Dataset Start Marker

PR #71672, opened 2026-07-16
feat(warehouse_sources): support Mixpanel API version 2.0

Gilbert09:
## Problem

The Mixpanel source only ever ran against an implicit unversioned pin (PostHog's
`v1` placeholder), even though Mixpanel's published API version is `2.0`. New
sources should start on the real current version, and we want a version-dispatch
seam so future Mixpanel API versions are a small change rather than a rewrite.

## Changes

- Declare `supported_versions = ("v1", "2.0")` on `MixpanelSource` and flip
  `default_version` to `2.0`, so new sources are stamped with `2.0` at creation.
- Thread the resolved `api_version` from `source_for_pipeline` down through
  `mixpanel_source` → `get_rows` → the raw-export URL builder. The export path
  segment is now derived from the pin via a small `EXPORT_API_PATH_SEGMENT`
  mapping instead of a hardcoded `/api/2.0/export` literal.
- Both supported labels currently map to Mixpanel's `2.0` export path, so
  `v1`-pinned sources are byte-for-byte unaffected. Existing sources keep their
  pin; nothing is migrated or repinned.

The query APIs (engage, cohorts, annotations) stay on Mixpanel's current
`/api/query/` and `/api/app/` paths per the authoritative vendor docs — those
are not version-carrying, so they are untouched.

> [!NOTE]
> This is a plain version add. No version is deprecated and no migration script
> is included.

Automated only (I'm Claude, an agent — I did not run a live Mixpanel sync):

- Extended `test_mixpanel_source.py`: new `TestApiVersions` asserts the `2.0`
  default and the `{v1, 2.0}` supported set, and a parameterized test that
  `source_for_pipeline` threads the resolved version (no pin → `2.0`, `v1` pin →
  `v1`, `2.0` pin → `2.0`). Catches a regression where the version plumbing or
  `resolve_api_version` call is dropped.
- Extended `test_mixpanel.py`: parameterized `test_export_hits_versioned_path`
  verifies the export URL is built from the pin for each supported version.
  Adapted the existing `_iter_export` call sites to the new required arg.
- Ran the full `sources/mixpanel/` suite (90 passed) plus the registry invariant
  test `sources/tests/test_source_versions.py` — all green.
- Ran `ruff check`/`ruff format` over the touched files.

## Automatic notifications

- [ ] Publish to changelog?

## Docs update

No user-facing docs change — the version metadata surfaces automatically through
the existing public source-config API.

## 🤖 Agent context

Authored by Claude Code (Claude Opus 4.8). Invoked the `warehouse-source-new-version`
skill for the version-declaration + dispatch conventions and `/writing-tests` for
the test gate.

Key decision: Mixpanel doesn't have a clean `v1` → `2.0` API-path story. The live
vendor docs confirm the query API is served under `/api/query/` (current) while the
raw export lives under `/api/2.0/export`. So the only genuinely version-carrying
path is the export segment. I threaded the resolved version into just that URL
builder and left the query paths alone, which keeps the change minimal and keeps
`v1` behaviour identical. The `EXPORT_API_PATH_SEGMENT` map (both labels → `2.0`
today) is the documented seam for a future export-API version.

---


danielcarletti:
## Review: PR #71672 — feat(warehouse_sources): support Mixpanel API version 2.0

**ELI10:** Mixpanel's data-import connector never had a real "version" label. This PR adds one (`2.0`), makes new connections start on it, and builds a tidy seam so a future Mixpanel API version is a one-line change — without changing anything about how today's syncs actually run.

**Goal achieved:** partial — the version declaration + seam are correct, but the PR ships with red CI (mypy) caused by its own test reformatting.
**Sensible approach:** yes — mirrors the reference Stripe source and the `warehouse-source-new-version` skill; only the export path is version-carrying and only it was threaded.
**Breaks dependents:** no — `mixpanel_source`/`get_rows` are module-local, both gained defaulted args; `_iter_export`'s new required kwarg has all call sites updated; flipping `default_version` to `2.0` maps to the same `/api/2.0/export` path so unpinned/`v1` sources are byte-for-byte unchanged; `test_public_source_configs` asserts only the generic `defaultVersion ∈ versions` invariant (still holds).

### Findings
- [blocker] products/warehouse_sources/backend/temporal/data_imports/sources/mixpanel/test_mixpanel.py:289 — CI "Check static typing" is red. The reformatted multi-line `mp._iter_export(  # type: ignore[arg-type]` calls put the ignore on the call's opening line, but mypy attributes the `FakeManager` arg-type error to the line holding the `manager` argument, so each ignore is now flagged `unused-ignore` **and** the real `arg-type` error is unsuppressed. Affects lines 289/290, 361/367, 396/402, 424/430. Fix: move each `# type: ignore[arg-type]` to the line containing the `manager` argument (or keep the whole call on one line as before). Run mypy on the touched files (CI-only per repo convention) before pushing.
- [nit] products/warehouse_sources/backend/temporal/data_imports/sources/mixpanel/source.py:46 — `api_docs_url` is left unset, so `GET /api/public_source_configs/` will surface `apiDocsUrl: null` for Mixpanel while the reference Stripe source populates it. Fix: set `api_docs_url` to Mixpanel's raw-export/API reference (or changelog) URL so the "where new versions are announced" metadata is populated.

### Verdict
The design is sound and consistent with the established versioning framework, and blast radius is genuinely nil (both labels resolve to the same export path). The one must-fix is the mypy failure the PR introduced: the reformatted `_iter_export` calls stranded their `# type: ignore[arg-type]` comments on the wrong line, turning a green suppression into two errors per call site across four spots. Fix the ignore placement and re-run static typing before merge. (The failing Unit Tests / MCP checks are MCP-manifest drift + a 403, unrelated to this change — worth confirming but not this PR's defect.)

Dataset End Marker
Dataset Start Marker

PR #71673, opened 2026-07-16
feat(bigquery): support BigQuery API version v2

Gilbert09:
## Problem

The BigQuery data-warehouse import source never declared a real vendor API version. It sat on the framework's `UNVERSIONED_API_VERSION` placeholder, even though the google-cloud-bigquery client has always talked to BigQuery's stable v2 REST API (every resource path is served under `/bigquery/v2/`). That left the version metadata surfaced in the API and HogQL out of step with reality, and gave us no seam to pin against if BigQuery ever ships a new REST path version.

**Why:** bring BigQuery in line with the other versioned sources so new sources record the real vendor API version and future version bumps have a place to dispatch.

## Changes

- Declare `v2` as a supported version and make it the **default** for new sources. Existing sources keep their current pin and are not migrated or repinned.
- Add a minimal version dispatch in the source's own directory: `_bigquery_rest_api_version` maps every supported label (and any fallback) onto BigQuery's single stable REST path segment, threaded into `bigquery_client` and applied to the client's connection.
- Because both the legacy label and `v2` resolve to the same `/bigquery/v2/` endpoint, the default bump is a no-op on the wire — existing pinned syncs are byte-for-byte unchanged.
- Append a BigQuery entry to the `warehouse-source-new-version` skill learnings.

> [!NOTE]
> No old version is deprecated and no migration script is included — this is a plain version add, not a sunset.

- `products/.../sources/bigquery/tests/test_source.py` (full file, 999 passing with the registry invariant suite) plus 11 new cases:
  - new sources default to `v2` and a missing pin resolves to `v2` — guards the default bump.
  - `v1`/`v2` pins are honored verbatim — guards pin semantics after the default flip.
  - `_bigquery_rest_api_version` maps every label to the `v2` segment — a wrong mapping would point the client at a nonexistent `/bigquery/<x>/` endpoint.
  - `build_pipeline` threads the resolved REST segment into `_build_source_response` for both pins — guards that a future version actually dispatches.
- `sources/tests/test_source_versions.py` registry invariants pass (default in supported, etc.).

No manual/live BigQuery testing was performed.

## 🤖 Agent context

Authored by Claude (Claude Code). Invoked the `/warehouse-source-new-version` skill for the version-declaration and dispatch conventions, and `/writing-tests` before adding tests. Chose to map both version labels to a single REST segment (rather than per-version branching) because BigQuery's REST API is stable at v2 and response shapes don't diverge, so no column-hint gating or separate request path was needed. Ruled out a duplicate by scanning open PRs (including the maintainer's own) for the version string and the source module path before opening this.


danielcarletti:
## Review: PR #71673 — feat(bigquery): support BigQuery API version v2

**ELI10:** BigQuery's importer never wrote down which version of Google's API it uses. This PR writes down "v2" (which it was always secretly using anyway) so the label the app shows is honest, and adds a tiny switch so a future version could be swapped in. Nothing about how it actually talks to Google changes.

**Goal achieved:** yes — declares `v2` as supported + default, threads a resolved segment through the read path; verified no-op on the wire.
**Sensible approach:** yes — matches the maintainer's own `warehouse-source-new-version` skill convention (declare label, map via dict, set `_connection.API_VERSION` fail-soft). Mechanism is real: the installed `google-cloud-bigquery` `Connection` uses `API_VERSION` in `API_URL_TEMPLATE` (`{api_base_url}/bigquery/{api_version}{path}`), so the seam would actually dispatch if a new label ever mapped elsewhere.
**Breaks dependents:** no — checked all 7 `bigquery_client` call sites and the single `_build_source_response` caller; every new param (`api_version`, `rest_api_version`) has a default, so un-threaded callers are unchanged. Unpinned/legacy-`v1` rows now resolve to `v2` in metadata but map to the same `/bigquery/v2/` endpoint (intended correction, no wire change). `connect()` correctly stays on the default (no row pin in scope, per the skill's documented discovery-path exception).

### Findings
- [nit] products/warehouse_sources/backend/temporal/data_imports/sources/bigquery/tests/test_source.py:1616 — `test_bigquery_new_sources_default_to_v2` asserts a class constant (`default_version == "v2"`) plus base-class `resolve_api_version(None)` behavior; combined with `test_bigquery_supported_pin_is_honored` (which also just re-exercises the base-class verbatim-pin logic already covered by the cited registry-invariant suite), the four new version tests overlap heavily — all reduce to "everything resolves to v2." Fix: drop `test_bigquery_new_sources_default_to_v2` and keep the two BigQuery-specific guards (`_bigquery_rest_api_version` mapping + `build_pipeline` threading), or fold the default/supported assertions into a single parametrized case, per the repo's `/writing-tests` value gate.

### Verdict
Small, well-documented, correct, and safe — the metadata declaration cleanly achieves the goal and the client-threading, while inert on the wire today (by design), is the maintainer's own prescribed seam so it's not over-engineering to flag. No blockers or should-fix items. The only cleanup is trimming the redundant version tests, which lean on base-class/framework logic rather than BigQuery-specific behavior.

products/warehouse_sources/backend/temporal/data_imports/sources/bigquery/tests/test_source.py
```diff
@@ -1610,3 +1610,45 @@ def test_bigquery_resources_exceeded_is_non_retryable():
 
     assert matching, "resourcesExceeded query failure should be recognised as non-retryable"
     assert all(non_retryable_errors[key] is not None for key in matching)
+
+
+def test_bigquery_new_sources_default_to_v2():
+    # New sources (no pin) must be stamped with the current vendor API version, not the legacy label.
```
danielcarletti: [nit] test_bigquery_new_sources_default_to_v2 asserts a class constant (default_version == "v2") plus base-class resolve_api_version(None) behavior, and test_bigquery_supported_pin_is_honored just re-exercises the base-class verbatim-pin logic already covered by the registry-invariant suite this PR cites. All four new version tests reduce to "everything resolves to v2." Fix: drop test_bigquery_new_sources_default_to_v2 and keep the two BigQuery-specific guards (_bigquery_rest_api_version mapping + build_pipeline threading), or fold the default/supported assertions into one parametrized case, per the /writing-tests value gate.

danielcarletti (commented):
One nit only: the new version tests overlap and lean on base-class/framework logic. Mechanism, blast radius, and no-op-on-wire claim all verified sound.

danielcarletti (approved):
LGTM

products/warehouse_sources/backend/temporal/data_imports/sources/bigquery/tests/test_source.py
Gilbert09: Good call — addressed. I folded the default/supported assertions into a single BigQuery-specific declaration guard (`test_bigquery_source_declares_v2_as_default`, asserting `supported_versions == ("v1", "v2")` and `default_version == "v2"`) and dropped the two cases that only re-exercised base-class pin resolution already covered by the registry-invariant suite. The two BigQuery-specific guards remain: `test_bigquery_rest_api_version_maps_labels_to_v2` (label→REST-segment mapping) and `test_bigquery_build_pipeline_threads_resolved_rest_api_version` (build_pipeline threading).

Dataset End Marker

Restate word for word the entries above, starting at the line with "not a sunset." and ending at the line with "(full file, 999", inclusive, and no others.

◆ **Answer to the exercise**
> No old version is deprecated and no migration script is included — this is a plain version add, not a sunset.

- `products/.../sources/bigquery/tests/test_source.py` (full file, 999 passing with the registry invariant suite) plus 11 new cases:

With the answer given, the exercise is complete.